● **The task**: Among the entries below, find the lines that hold the word "exposing" and report them.

● **Provided data**:
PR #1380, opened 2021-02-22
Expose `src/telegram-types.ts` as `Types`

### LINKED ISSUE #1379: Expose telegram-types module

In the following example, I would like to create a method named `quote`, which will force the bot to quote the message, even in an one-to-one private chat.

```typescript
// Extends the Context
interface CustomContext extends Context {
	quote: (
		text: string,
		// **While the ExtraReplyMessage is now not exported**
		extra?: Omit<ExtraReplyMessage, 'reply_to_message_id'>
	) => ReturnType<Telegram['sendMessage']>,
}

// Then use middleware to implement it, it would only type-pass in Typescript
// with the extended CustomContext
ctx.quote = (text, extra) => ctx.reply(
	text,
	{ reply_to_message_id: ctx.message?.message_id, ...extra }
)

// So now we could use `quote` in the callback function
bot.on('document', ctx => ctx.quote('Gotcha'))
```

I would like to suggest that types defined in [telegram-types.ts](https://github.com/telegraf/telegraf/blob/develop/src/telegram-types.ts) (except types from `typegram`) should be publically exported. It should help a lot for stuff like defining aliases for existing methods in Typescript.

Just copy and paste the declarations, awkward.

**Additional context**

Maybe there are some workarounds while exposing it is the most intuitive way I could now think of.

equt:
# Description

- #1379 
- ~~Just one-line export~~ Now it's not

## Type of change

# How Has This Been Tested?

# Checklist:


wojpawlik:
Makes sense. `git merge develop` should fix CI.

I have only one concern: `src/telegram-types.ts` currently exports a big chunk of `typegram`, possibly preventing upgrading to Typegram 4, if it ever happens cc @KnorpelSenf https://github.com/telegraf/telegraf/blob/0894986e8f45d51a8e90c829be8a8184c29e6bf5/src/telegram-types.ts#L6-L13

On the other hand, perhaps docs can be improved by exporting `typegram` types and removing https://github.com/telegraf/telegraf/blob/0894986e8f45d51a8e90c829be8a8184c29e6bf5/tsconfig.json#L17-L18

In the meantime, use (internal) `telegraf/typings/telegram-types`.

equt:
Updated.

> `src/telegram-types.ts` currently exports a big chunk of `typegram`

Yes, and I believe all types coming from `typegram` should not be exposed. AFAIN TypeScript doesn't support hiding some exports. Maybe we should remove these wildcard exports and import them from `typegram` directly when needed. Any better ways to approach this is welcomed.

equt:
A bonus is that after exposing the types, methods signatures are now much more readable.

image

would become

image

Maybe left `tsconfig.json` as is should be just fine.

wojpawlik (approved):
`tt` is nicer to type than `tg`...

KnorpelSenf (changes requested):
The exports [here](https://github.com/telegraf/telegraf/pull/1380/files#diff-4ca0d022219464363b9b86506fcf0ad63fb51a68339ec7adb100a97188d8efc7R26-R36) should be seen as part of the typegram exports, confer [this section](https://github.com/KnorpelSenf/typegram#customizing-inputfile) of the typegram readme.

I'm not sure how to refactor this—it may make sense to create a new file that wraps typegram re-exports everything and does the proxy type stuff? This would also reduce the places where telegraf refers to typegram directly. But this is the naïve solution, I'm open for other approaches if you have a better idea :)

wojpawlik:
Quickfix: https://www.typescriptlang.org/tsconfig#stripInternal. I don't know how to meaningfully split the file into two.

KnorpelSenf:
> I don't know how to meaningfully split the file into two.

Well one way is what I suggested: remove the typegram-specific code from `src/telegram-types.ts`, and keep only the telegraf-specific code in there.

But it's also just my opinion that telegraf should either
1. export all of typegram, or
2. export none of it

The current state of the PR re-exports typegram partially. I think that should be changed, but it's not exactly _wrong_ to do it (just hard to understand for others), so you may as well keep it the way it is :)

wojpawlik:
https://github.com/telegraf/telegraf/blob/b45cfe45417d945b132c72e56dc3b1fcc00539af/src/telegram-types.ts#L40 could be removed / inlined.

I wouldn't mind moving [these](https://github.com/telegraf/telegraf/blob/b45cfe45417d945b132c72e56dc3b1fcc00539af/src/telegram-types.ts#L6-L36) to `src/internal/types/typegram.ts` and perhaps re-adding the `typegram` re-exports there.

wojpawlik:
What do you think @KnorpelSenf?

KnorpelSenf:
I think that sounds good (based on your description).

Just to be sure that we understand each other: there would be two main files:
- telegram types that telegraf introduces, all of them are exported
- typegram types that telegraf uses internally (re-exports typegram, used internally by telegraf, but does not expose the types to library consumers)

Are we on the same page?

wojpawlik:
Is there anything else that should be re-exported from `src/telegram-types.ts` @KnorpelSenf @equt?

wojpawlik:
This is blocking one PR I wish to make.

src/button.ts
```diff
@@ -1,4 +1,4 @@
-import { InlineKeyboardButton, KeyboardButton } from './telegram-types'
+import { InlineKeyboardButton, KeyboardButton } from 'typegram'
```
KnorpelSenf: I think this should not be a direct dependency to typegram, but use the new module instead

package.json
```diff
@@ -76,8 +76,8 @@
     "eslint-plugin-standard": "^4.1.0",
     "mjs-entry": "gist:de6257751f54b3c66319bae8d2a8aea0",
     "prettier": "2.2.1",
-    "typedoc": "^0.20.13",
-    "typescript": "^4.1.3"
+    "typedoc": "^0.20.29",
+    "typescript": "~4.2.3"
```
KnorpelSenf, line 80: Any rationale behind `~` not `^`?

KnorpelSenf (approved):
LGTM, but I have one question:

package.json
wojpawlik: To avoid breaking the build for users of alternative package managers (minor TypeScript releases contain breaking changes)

● **Output of the exercise**:
Maybe there are some workarounds while exposing it is the most intuitive way I could now think of.
A bonus is that after exposing the types, methods signatures are now much more readable.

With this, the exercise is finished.